- The problem -
For the word "also", return each line of the data in which it occurs.

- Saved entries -
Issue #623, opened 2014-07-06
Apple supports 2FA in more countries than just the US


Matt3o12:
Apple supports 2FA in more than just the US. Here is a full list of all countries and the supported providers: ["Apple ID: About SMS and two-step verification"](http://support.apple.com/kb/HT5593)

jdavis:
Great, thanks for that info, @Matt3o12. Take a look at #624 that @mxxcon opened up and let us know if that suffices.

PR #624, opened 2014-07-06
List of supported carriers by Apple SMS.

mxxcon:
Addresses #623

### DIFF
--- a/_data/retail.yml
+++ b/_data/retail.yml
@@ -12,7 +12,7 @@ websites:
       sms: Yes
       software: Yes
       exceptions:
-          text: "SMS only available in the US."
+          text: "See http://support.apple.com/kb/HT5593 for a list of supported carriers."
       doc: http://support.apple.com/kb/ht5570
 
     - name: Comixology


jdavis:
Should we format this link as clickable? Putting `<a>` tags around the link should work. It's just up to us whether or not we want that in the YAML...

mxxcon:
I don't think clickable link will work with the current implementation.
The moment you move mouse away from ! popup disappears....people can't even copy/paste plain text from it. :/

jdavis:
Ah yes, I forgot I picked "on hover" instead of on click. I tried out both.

---

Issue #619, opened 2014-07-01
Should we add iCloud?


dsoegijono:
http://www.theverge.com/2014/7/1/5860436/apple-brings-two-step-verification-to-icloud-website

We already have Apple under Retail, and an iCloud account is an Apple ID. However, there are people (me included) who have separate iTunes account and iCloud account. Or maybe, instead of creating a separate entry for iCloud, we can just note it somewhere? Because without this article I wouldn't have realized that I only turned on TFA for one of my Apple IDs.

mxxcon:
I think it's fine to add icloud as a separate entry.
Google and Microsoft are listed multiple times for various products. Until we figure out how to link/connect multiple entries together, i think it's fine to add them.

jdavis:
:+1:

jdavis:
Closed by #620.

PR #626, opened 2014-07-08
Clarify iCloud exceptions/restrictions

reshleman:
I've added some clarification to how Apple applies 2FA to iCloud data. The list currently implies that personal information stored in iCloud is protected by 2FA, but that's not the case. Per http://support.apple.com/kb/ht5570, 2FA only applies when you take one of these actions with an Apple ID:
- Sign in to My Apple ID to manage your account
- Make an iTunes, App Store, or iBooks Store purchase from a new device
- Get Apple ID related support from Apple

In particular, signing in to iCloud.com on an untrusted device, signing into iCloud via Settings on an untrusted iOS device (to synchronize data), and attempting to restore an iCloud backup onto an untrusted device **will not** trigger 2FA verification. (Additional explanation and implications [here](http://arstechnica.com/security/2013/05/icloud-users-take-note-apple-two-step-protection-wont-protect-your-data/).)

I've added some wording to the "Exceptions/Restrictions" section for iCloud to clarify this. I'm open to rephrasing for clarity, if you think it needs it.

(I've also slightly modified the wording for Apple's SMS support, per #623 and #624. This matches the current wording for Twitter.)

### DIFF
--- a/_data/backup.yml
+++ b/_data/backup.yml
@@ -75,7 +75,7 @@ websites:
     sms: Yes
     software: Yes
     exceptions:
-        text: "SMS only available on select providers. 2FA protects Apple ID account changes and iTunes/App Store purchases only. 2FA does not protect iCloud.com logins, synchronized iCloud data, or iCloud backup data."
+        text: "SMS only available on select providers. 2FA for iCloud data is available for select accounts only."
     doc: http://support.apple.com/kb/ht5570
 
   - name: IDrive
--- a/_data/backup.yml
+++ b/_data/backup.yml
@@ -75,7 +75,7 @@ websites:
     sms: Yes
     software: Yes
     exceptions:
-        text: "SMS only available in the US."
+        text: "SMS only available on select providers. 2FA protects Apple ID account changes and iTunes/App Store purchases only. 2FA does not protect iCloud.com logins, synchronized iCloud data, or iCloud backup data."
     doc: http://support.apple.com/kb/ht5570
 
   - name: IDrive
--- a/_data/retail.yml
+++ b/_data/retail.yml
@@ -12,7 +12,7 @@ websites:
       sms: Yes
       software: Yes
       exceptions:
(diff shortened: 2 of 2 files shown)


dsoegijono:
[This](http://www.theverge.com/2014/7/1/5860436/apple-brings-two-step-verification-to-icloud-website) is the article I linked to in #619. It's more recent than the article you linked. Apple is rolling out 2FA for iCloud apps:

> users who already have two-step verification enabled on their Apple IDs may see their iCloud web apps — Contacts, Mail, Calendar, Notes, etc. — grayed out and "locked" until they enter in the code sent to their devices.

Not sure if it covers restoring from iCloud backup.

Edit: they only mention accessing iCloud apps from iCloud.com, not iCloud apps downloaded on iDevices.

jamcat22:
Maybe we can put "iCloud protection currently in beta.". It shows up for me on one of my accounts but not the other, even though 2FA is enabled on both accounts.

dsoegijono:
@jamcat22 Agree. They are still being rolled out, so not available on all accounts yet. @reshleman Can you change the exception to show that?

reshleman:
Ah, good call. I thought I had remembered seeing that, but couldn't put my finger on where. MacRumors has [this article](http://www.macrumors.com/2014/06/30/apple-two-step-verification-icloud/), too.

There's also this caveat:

...

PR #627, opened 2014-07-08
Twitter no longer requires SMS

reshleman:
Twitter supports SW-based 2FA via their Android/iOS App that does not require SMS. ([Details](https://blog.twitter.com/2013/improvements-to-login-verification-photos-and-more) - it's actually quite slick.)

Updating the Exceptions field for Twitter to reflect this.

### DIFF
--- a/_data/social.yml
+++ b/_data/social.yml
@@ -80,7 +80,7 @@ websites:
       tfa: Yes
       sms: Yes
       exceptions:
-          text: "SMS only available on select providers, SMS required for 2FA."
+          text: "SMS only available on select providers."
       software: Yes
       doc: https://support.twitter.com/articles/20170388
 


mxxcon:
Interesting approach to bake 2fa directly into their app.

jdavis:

- Task solution -
(I've also slightly modified the wording for Apple's SMS support, per #623 and #624. This matches the current wording for Twitter.)
There's also this caveat:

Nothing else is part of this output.